PR #12752, opened 2024-03-27
Bugfix editing folder description 

JonasMayerDev:
Before editing of folder description using readme.md files would lead to error message.
With this PR editing works.

[Screen_recording_20240327_190105.webm](https://github.com/nextcloud/android/assets/43114340/a7bb1435-e9ec-4bf3-b016-e9f7b2c29b5d)

Known Issue:
Folder README will only be updated when manually refreshing. 

### DIFF
--- a/app/src/main/java/com/owncloud/android/ui/preview/PreviewTextStringFragment.java
+++ b/app/src/main/java/com/owncloud/android/ui/preview/PreviewTextStringFragment.java
@@ -52,6 +52,8 @@ public class PreviewTextStringFragment extends PreviewTextFragment {
     @Inject UserAccountManager accountManager;
     @Inject ViewThemeUtils viewThemeUtils;
 
+    private boolean isEditorWebviewLaunched = false;
+
     /**
      * Creates an empty fragment for previews.
      */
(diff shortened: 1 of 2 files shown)


alperozturk96 (changes requested):
You can use LocalBroadcastManager to trigger refresh automatically.

GalleryFragment.#L113 -> sample usage

alperozturk96 (approved):
tested working

JonasMayerDev:
Approved by Alper

app/src/main/java/com/owncloud/android/ui/preview/PreviewTextStringFragment.java
```diff
@@ -107,6 +109,16 @@ public View onCreateView(@NonNull LayoutInflater inflater, ViewGroup container,
         return view;
     }
 
+    @Override
+    public void onStart() {
+        if (isEditorWebviewLaunched && containerActivity instanceof FileDisplayActivity fileDisplayActivity) {
+            fileDisplayActivity.getSupportFragmentManager().popBackStack();
```
ZetaTom, line 115: This line causes an issue when the editor is opened from an active search. I've been able to reproduce the issue using the following steps:

1. Open any folder (excl. root directory) containing a `README.md`
2. Select preview at top of folder
3. Open text search using icon on top right
4. Enter some text
5. Enter edit mode using FAB
6. Exit back out of editor

Now one is unable to return to the normal files view.

Given all of this, I'm unsure how severe this issue really is.

ZetaTom (commented):
This changes fixes the issue at hand but also introduces a new undesirable behaviour where the user is unable to return to the normal file view.

app/src/main/java/com/owncloud/android/ui/preview/PreviewTextStringFragment.java
JonasMayerDev: Yes, good catch. I created an Issue https://github.com/nextcloud/android/issues/12805. I work on it when I have time, but right now I would not prioritize it...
____
The line with "GalleryFragment.#L113 -> sample usage" marks where to start. Transcribe from there through the final line of the records, exactly and with nothing added.

GalleryFragment.#L113 -> sample usage

alperozturk96 (approved):
tested working

JonasMayerDev:
Approved by Alper

app/src/main/java/com/owncloud/android/ui/preview/PreviewTextStringFragment.java
```diff
@@ -107,6 +109,16 @@ public View onCreateView(@NonNull LayoutInflater inflater, ViewGroup container,
         return view;
     }
 
+    @Override
+    public void onStart() {
+        if (isEditorWebviewLaunched && containerActivity instanceof FileDisplayActivity fileDisplayActivity) {
+            fileDisplayActivity.getSupportFragmentManager().popBackStack();
```
ZetaTom, line 115: This line causes an issue when the editor is opened from an active search. I've been able to reproduce the issue using the following steps:

1. Open any folder (excl. root directory) containing a `README.md`
2. Select preview at top of folder
3. Open text search using icon on top right
4. Enter some text
5. Enter edit mode using FAB
6. Exit back out of editor

Now one is unable to return to the normal files view.

Given all of this, I'm unsure how severe this issue really is.

ZetaTom (commented):
This changes fixes the issue at hand but also introduces a new undesirable behaviour where the user is unable to return to the normal file view.

app/src/main/java/com/owncloud/android/ui/preview/PreviewTextStringFragment.java
JonasMayerDev: Yes, good catch. I created an Issue https://github.com/nextcloud/android/issues/12805. I work on it when I have time, but right now I would not prioritize it...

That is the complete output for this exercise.